This is my first article about gRPC on ASP.NET 6. In this article, I will give a short introduction to what gRPC is and the different types of communication in gRPC. In the end, I will share a simple console chat application and briefly explain how it works. The link to the codebase can be found here in my Github Repo.

What is gRPC?

In gRPC, a client application can directly call a method on a server application on a different machine as if it were a local object, making it easier for you to create distributed applications and services. As in many RPC systems, gRPC is based around the idea of defining a service, specifying the methods that can be called remotely with their parameters and return types. On the server side, the server implements this interface and runs a gRPC server to handle client calls. On the client side, the client has a stub (referred to as just a client in some languages) that provides the same methods as the server.

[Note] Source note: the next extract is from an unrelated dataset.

PR #198, opened 2020-02-14
(ci-skip): Add code of conduct

lgeiger:
This is the code of conduct we also use in our other open source repos.


AdamHillier:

gRPC clients and servers can run and talk to each other in a variety of environments — from servers inside Google to your own desktop — and can be written in any of gRPC’s supported languages. So, for example, you can easily create a gRPC server in Java with clients in Go, Python, or Ruby. In addition, the latest Google APIs will have gRPC versions of their interfaces, letting you easily build Google functionality into your applications.

It is focused on high performance and uses the HTTP/2 protocol to transport binary messages. It also relies on the Protocol Buffers language to define service contracts. Protocol Buffers, also known as Protobuf, allow you to define the interface to be used in service to service communication independently from the programming language. Many tools for the most common programming languages are available to translate these Protobuf interfaces into code.

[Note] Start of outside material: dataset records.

PR #202, opened 2020-02-14
Update build docs

Tombana:
Adds example on how to build `lce_minimal` using the Makefile system.

### DIFF
--- a/docs/build_arm.md
+++ b/docs/build_arm.md
@@ -16,9 +16,9 @@ the following order:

There are 4 types of service communications in gRPC which I will explain down below.

Unary RPC

This is the simplest type of RPC where the client sends a single request and gets back a single response.

  1. Once the client calls a stub method, the server is notified that the RPC has been invoked with the client’s metadatafor this call, the method name, and the specified deadline if applicable.
  2. The server can then either send back its own initial metadata (which must be sent before any response) straight away, or wait for the client’s request message. Which happens first, is application-specific.
  3. Once the server has the client’s request message, it does whatever work is necessary to create and populate a response. The response is then returned (if successful) to the client together with status details (status code and optional status message) and optional trailing metadata.
  4. If the response status is OK, then the client gets the response, which completes the call on the client side.

Server streaming RPC

A server-streaming RPC is similar to a unary RPC, except that the server returns a stream of messages in response to a client’s request. After sending all its messages, the server’s status details (status code and optional status message) and optional trailing metadata are sent to the client. This completes processing on the server side. The client completes once it has all the server’s messages.

Client streaming RPC

A client-streaming RPC is similar to a unary RPC, except that the client sends a stream of messages to the server instead of a single message. The server responds with a single message (along with its status details and optional trailing metadata), typically but not necessarily after it has received all the client’s messages.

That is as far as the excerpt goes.